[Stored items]
__________

PR #3348, opened 2026-07-29
Add a lock when revoking tokens

coheigea:


rt/rs/security/oauth-parent/oauth2/src/main/java/org/apache/cxf/rs/security/oauth2/provider/AbstractOAuthDataProvider.java
```diff
@@ -271,6 +271,17 @@ public void revokeToken(Client client, String tokenKey, String tokenTypeHint) th
     @Override
     public void revokeToken(Client client, UserSubject callerSubject, String tokenKey, String tokenTypeHint)
         throws OAuthServiceException {
+        if (!recycleRefreshTokens) {
```
reta, line 274: Nit, may be a bit better to read the flow, wdyt? 

```suggestion
        if (!recycleRefreshTokens) {
            synchronized (refreshTokenLock) {
                doRevokeToken(client, callerSubject, tokenKey, tokenTypeHint);
            }
        } else {
            doRevokeToken(client, callerSubject, tokenKey, tokenTypeHint);
        }
```

reta (approved):

PR #3349, opened 2026-07-31
Fix flaky SSE system tests

coheigea:
The Tomcat SSE tests almost always fail on my machine, the Undertow tests sporadically. There are two changes:

- moved the close-state check to happen after the server actually closes the connection.
- fixed the last event counter so it only increments when an event was unexpectedly delivered, not when failure was expected after close.


reta (commented):
Thanks @coheigea !

PR #3350, opened 2026-07-31
[CXF-9234]Concurrent DynamicClientFactory.createClient for the same W…

ffang:
…SDL url corrupts the cached schema DOM and spins forever at 100% CPU

### DIFF
--- a/rt/frontend/simple/src/main/java/org/apache/cxf/endpoint/dynamic/DynamicClientFactory.java
+++ b/rt/frontend/simple/src/main/java/org/apache/cxf/endpoint/dynamic/DynamicClientFactory.java
@@ -979,7 +979,15 @@ public class DynamicClientFactory {
         int type = node.getNodeType();
 
         if (node.getOwnerDocument() == document) {
-            return node.cloneNode(deep);
+            // The schema/WSDL Document backing this node may be cached and shared across
+            // concurrent createClient() calls (see WSDLManagerImpl). The native cloneNode(true)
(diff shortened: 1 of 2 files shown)


rt/frontend/simple/src/main/java/org/apache/cxf/endpoint/dynamic/DynamicClientFactory.java
```diff
@@ -979,7 +979,15 @@ public Node cloneNode(Document document, Node node, boolean deep) throws DOMExce
...
 
         if (node.getOwnerDocument() == document) {
-            return node.cloneNode(deep);
+            // The schema/WSDL Document backing this node may be cached and shared across
+            // concurrent createClient() calls (see WSDLManagerImpl). The native cloneNode(true)
+            // walk triggers UserDataHandler callbacks (e.g. StaxUtils$LocationUserDataHandler)
+            // that mutate the source document's internal userData table, which is not
+            // thread-safe (WeakHashMap in Xerces-J, HashMap in the JDK DOM impl). Concurrent
+            // clones of the same shared document must therefore be serialized (CXF-9234).
+            synchronized (document) {
```
reta, line 988: Thanks @ffang , I am wondering - could we make this method  (`cloneNode`) private? It seems to be used internally only, so the `synchronized` will be enforced properly,

ffang: Hi @reta ，

Yes, revised accordingly.

Thanks!
Freeman

reta (approved):

PR #3358, opened 2026-08-07
Fix some atomicity issues in removeCodeGrant

coheigea:


rt/rs/security/oauth-parent/oauth2/src/main/java/org/apache/cxf/rs/security/oauth2/grants/code/JPACMTCodeDataProvider.java
```diff
@@ -129,12 +132,29 @@ protected RefreshToken updateExistingRefreshToken(RefreshToken rt, ServerAccessT
         return super.updateExistingRefreshToken(rt, at);
     }
 
+    @Override
+    protected ServerAuthorizationCodeGrant removeCodeGrant(String code, EntityManager em,
```
reta, line 141: I believe the check + removal should happen in the same transaction scope (`executeInTransaction`), fe doRemoveClient / removeClientCodeGrants are good references

rt/rs/security/oauth-parent/oauth2/src/main/java/org/apache/cxf/rs/security/oauth2/grants/code/JPACMTCodeDataProvider.java
```diff
@@ -129,12 +132,37 @@ protected RefreshToken updateExistingRefreshToken(RefreshToken rt, ServerAccessT
         return super.updateExistingRefreshToken(rt, at);
     }
 
+    @Override
+    public ServerAuthorizationCodeGrant removeCodeGrant(final String code) throws OAuthServiceException {
+        return executeInTransaction(em -> findAndRemoveWithLock(code, em));
```
reta, line 137: 👍

rt/rs/security/oauth-parent/oauth2/src/main/java/org/apache/cxf/rs/security/oauth2/grants/code/JPACMTCodeDataProvider.java
```diff
@@ -129,12 +132,37 @@ protected RefreshToken updateExistingRefreshToken(RefreshToken rt, ServerAccessT
...
+    }
+
+    @Override
+    protected ServerAuthorizationCodeGrant removeCodeGrant(String code, EntityManager em,
+                                                           LockModeType lockModeType) throws OAuthServiceException {
+        return executeInTransaction(innerEm -> findAndRemoveWithLock(code, innerEm));
```
reta: This one could be problematic, could we introduce `executeInTransaction(executeInTransaction(EntityManager em, EntityManagerOperation<T> operation)` here so the same entity manager is picked up? The issue of using another one is that the operation could be a part of larger transaction, and if the instance of the   entity manager is not preserved, it will have unintended effects

coheigea: Yes I removed that one, the method is only ever called by the subclass which is already in a transaction.

reta (approved):

PR #3370, opened 2026-08-13
CXF-9237 - Add possibility to configure JCache expiry time

coheigea:
By default there is no eviction for backwards compatibility

### DIFF
--- a/rt/rs/security/oauth-parent/oauth2/src/main/java/org/apache/cxf/rs/security/oauth2/provider/JCacheOAuthDataProvider.java
+++ b/rt/rs/security/oauth-parent/oauth2/src/main/java/org/apache/cxf/rs/security/oauth2/provider/JCacheOAuthDataProvider.java
@@ -24,11 +24,14 @@ import java.util.HashSet;
 import java.util.Iterator;
 import java.util.List;
 import java.util.Set;
+import java.util.concurrent.TimeUnit;
 
 import javax.cache.Cache;
 import javax.cache.CacheManager;
 import javax.cache.Caching;
 import javax.cache.configuration.MutableConfiguration;
+import javax.cache.expiry.CreatedExpiryPolicy;
+import javax.cache.expiry.Duration;
 import javax.cache.spi.CachingProvider;
 
 import org.apache.cxf.Bus;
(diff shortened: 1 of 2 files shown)


rt/rs/security/oauth-parent/oauth2/src/main/java/org/apache/cxf/rs/security/oauth2/provider/JCacheOAuthDataProvider.java
```diff
@@ -86,18 +96,65 @@ public JCacheOAuthDataProvider(String configFileURL,
...
                                    String refreshTokenCacheKey,
                                    boolean storeJwtTokenKeyOnly) {
+        this(configFileURL, bus, clientCacheKey, accessTokenCacheKey, refreshTokenCacheKey,
+             storeJwtTokenKeyOnly, CacheTTLs.ETERNAL);
+    }
+
+    // cacheTTLs lets the access/refresh token caches be evicted by the JCache infrastructure
+    // itself once entries age out, independently of any application-level expiry check;
+    // a TTL <= 0 (CacheTTLs.ETERNAL by default) leaves the corresponding cache eternal
+    public JCacheOAuthDataProvider(String configFileURL,
```
reta, line 106: @coheigea thanks for the change, what concerns me is that `cacheTTLs` gives a wrong impression that TTL will be configured for each cache, but that is not the case: if the configuration has dedicated cache preset (like below)

```xml
  <cache alias="cxf.oauth2.accesstoken.cache">
    <key-type>java.lang.String</key-type>
    <value-type>org.apache.cxf.rs.security.oauth2.common.ServerAccessToken</value-type>
    <heap unit="entries">100</heap>
    <jsr107:mbeans enable-management="false" enable-statistics="false"/>
  </cache>
```

the cacheTTL will be effectively ignored. I don't want to complicate it but also looking for intuitive API usage, may be instead of `CacheTTLs cacheTTLs` we introduce something like `JCacheCreator` (or alike) that will be used to create a cache when the is no one in configuration? Wdyt?

reta: Something along these lines:

```java
interface JCacheCreator  {
    <K, V> Cache<K, V> createCache(CacheManager cacheManager, String cacheKey, MutableConfiguration<K, V> config);
}
```

coheigea: Thanks @reta , maybe in that case we don't need this improvement at all if the user can configure the TTL in the config?

reta: Thanks @coheigea , that is also a valid point, we may not even need it

PR #3372, opened 2026-08-13
CXF-9233: AbstractLoggingInterceptor.LIVE_LOGGING_PROP already set in the message properties, so RESP_OUT is not logged

reta:
It turned out that `ClientImpl::onMessage` may create in-message (response) from the out message (request), copying the contextual properties but changing the message requestor role. That would lead to logging interceptor to mistakenly mark that the message as already logged.


coheigea:
@reta One compatibility concern is that the change no longer checks the original unsuffixed org.apache.cxf.logging.enable property, so existing applications using that property to disable logging may be affected. Is there any way we can preserve backwards compatibility, i.e. by allowing the old property if it's specified by users, but if not use the new approach?

reta:
> @reta One compatibility concern is that the change no longer checks the original unsuffixed org.apache.cxf.logging.enable property, so existing applications using that property to disable logging may be affected. Is there any way we can preserve backwards compatibility, i.e. by allowing the old property if it's specified by users, but if not use the new approach?

Thanks @coheigea , yeah, sure, we could do that, will push the changes shortly

coheigea (approved):

PR #2537, opened 2020-01-24
CloudflareInterceptor update

SnakeDoc83:
The idea here is that instead of checking the URL to see if Cloudflare has been successfully bypassed, instead we check if we have the "cf_clearance" cookie that's set when Cloudflare is bypassed.

### DIFF
--- a/app/src/main/java/eu/kanade/tachiyomi/network/AndroidCookieJar.kt
+++ b/app/src/main/java/eu/kanade/tachiyomi/network/AndroidCookieJar.kt
@@ -31,27 +31,25 @@ class AndroidCookieJar : CookieJar {
         }
     }
 
-    fun remove(url: HttpUrl) {
+    fun remove(url: HttpUrl, cookieNames: List<String>? = null) {
         val urlString = url.toString()
         val cookies = manager.getCookie(urlString) ?: return
 
+        fun List<String>.filterNames(): List<String> {
+            return if (cookieNames != null) {
+                this.filter { it in cookieNames }
+            } else {
+                this
+            }
+        }
+
         cookies.split(";")
             .map { it.substringBefore("=") }
+            .filterNames()
             .onEach { manager.setCookie(urlString, "$it=;Max-Age=-1") }
     }
 
     fun removeAll() {
         manager.removeAllCookies {}
     }
-
-    fun removeCloudflare(url: HttpUrl) {
-        val urlString = url.toString()
-        val cookies = manager.getCookie(urlString) ?: return
-
-        cookies.split(";")
-                .filter { it.contains("__cfduid") || it.contains("cf_clearance") }
-                .map { it.substringBefore("=") }
-                .onEach { manager.setCookie(urlString, "$it=;Max-Age=-1") }
-    }
-
 }
--- a/app/src/main/java/eu/kanade/tachiyomi/network/AndroidCookieJar.kt
+++ b/app/src/main/java/eu/kanade/tachiyomi/network/AndroidCookieJar.kt
@@ -31,7 +31,7 @@ class AndroidCookieJar : CookieJar {
         }
     }
 
-    fun remove(url: HttpUrl, cookieNames: List<String>? = null) {
+    fun remove(url: HttpUrl, cookieNames: List<String>? = null, maxAge: Int = -1) {
         val urlString = url.toString()
         val cookies = manager.getCookie(urlString) ?: return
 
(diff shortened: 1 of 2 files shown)


app/src/main/java/eu/kanade/tachiyomi/network/CloudflareInterceptor.kt
```diff
@@ -135,16 +126,7 @@ class CloudflareInterceptor(private val context: Context) : Interceptor {
...
-        val solution = solutionUrl ?: throw Exception("Challenge not found")
-
-        return Request.Builder().get()
-            .url(solution)
-            .headers(request.headers)
-            .addHeader("Referer", origRequestUrl)
-            .addHeader("Accept", "text/html,application/xhtml+xml,application/xml")
-            .addHeader("Accept-Language", "en")
-            .build()
+        return
```
arkon: Don't need this.

app/src/main/java/eu/kanade/tachiyomi/network/CloudflareInterceptor.kt
```diff
@@ -22,6 +23,10 @@ class CloudflareInterceptor(private val context: Context) : Interceptor {
 
     private val handler = Handler(Looper.getMainLooper())
 
+    private val networkHelper: NetworkHelper by injectLazy()
+
+    private var bypassSucceeded: Boolean? = null
```
arkon: Not sure if there might be issues with having this at the class level. I think it'd be possible for CF to kick in again at some point later with the same instance, but maybe that's only on higher levels of protection?

app/src/main/java/eu/kanade/tachiyomi/network/AndroidCookieJar.kt
```diff
@@ -44,4 +44,14 @@ class AndroidCookieJar : CookieJar {
         manager.removeAllCookies {}
     }
 
+    fun removeCloudflare(url: HttpUrl) {
```
arkon: I'd prefer if you modify the existing `remove` function to take in an optional list of cookie names. This class ideally shouldn't be concerned about Cloudflare specifically.

app/src/main/java/eu/kanade/tachiyomi/network/CloudflareInterceptor.kt
SnakeDoc83: Ah, yeah.  With the changes I've made I'm returning a Boolean now.

app/src/main/java/eu/kanade/tachiyomi/network/CloudflareInterceptor.kt
SnakeDoc83: Changed just in case.

app/src/main/java/eu/kanade/tachiyomi/network/AndroidCookieJar.kt
SnakeDoc83: Done.  One thing I'm not sure about with my implementation, would there be an issue if `.onEach` tries to act on an empty list (which could happen if none of the cookies in the manager have names that are in `cookieNames`?

SnakeDoc83:
Ugh, need to fix something.

SnakeDoc83:
Think those are going to be the last changes until you look at this again.

app/src/main/java/eu/kanade/tachiyomi/network/AndroidCookieJar.kt
arkon: It's fine if it's an empty list, it just won't do anything basically.

app/src/main/java/eu/kanade/tachiyomi/network/CloudflareInterceptor.kt
```diff
@@ -35,14 +39,21 @@ class CloudflareInterceptor(private val context: Context) : Interceptor {
...
 
         // Check if Cloudflare anti-bot is on
         if (response.code == 503 && response.header("Server") in serverCheck) {
             try {
                 response.close()
-                val solutionRequest = resolveWithWebView(chain.request())
-                return chain.proceed(solutionRequest)
+                networkHelper.cookieManager.remove(originalRequest.url, listOf("__cfduid", "cf_clearance"), 0)
+                val oldCookie = networkHelper.cookieManager.get(originalRequest.url)
+                        .firstOrNull { it.name == "cf_clearance" }
```
arkon: Do we not care about the `__cfduid` cookie?

SnakeDoc83: Not really,  When we hit a website with an active anti-bot `_ cfduid` gets set on the initial request/challenge page, then `cf_clearance` gets set once we're past it.

PR #2538, opened 2020-01-24
Manga Info Page UI Update

### LINKED ISSUE #1699: [Bug] Description hidden when there are too many genre tags, scroll is also missing
**App version:** r1454

**Issue/Request:** 
1. The description text is hidden because there are too many tags. Even the title **Description** itself is overlapped.
2. The genre tags area is not scrollable. In the image below, there are still missing genres that cannot be shown/scrolled to.

image

The above problems occur only in portrait mode. How about moving the TagGroup view into the NestedScrollView containing the manga summary, so that we can achieve something like this?

image

MCAxiaz:
Fixes #1699 

Also relevant #1194. 

**Current**:
- Some titles are still too long to fit.
- Tiny font title looks bad imo.
- Autosize text sucks and never behaves consistently (case in point: note the extra space below the title that disappears after refresh). Also technically it's meant for fixed-sized containers, not `wrap_content` so really shouldn't have used it in the first place.

ezgif com-resize

**Changes**:
- Move title above the cover image to have it span the full screen width; remove autosize and max 2 lines.
- Allow the entire page to scroll and get rid of the description nested scroll.
- Add edge fade to the scroll views (pretty subtle but it comes for free so why not).

ezgif com-resize(2)

### DIFF
--- a/app/src/main/java/eu/kanade/tachiyomi/ui/manga/info/MangaInfoController.kt
+++ b/app/src/main/java/eu/kanade/tachiyomi/ui/manga/info/MangaInfoController.kt
@@ -223,7 +223,7 @@ class MangaInfoController : NucleusController<MangaInfoPresenter>(),
                     .centerCrop()
                     .into(manga_cover)
 
-            if (backdrop != null) {
+            backdrop?.post {
                 GlideApp.with(view.context)
                         .load(manga)
                         .diskCacheStrategy(DiskCacheStrategy.RESOURCE)
--- a/app/src/main/res/layout-land/manga_info_controller.xml
+++ b/app/src/main/res/layout-land/manga_info_controller.xml
@@ -9,11 +9,8 @@
     android:layout_height="match_parent">
 
     <androidx.constraintlayout.widget.ConstraintLayout
-        xmlns:app="http://schemas.android.com/apk/res-auto"
-        xmlns:tools="http://schemas.android.com/tools"
         android:layout_width="match_parent"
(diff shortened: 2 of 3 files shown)


CarlosEsco:
How bad does this one look?

https://mangadex.org/manga/41726/

arkon:
Yeah, not that great with super long titles.

Screenshot_20200124-114551

I kind of liked the cover being in the top left. Maybe could have it toggle between truncated/full text on tap or something?

CarlosEsco:
Another option is change the text for the title to the narrow font from the library.  Though that custom text view doesnt like a straight replacement of the normal text view

MCAxiaz:
> I have feeling its gonna look ugly. Now that the title is match parent width couldn't you go back to autosize text and do a limit of say 3 lines?

Still need to constrain the height to some fixed value instead of `wrap_content` which doesn't seem feasible in case.

@arkon that shouldn't happen. If it does it's another bug. How often are you able to repro that issue? It shows fine for me.
Screenshot_1579889394

MCAxiaz:
Ah ok, If the manga isn't saved in the database then during the network request the view has a chance to load using the default values (the title only has one line), and then the image gets loaded using that height instead of waiting for the height to adjust to the new height after updating the title. Should be simple, I'll fix it later today.

MCAxiaz:
Using that PTSansTextView.
Screenshot_1579927149

arkon:
Going to be making some larger changes to this view.

PR #2563, opened 2020-02-03
Library View: Add latest chapter sorting and revert last updated sorting changes

### LINKED ISSUE #2539: [Feature Request] Revert change to "last updated" library sorting and add "latest chapter date" sort option
"Last updated" more closely reflects fetch date as ee8a5318 had it, and "latest chapter date" describes exactly what the current behavior is as of a22c79c5. This issue is for making those both available as distinct sort options.

FlaminSarge:
Latest chapter is as it sounds
Last update is now any changes to the chapter list (addition, removal, rename, etc.; this is what the behavior was prior to the commits referenced in #2539)

Fixes #2539

### DIFF
--- a/app/src/main/java/eu/kanade/tachiyomi/ui/library/LibraryNavigationView.kt
+++ b/app/src/main/java/eu/kanade/tachiyomi/ui/library/LibraryNavigationView.kt
@@ -117,7 +117,7 @@ class LibraryNavigationView @JvmOverloads constructor(context: Context, attrs: A
 
         private val source = Item.MultiSort(R.string.manga_info_source_label, this)
 
-        private val latestChapter = Item.MultiSort(R.string.manga_info_last_chapter_label, this)
+        private val latestChapter = Item.MultiSort(R.string.action_sort_latest_chapter, this)
 
         override val items = listOf(alphabetically, lastRead, lastUpdated, unread, total, source, latestChapter)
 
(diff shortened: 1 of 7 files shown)


app/src/main/java/eu/kanade/tachiyomi/ui/library/LibraryNavigationView.kt
```diff
@@ -117,7 +117,9 @@ class LibraryNavigationView @JvmOverloads constructor(context: Context, attrs: A
 
         private val source = Item.MultiSort(R.string.manga_info_source_label, this)
 
-        override val items = listOf(alphabetically, lastRead, lastUpdated, unread, total, source)
+        private val latestChapter = Item.MultiSort(R.string.manga_info_last_chapter_label, this)
+
+        override val items = listOf(alphabetically, lastRead, lastUpdated, unread, total, source, latestChapter)
```
FlaminSarge: May need to change this string. Currently reuses 'Last chapter' string from manga info.

May also need to move latestChapter around in the sorting type list.

CarlosEsco: Not your fault cause it was already like this but i feel the order should be alphabetical

arkon: I'm not really sure it matters if it'll be different in other languages anyway.

arkon:
Did you ever decide on better names?

FlaminSarge:
I'll do that today and update.

FlaminSarge:
Debating "Latest chapter" vs "Latest chapter date", but none of the others use the word 'date' so... consistency.

(If we did use the word 'date', the others would be e.g. "Last update date", "Last read date")

arkon:
LGTM for now. Naming is a whole other headache that I agree we can come back to later. :)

__________

* _Exercise brief_: Which lines of the data contain the word "today"? Copy each one.

* _Written answer_:
Ah ok, If the manga isn't saved in the database then during the network request the view has a chance to load using the default values (the title only has one line), and then the image gets loaded using that height instead of waiting for the height to adjust to the new height after updating the title. Should be simple, I'll fix it later today.
I'll do that today and update.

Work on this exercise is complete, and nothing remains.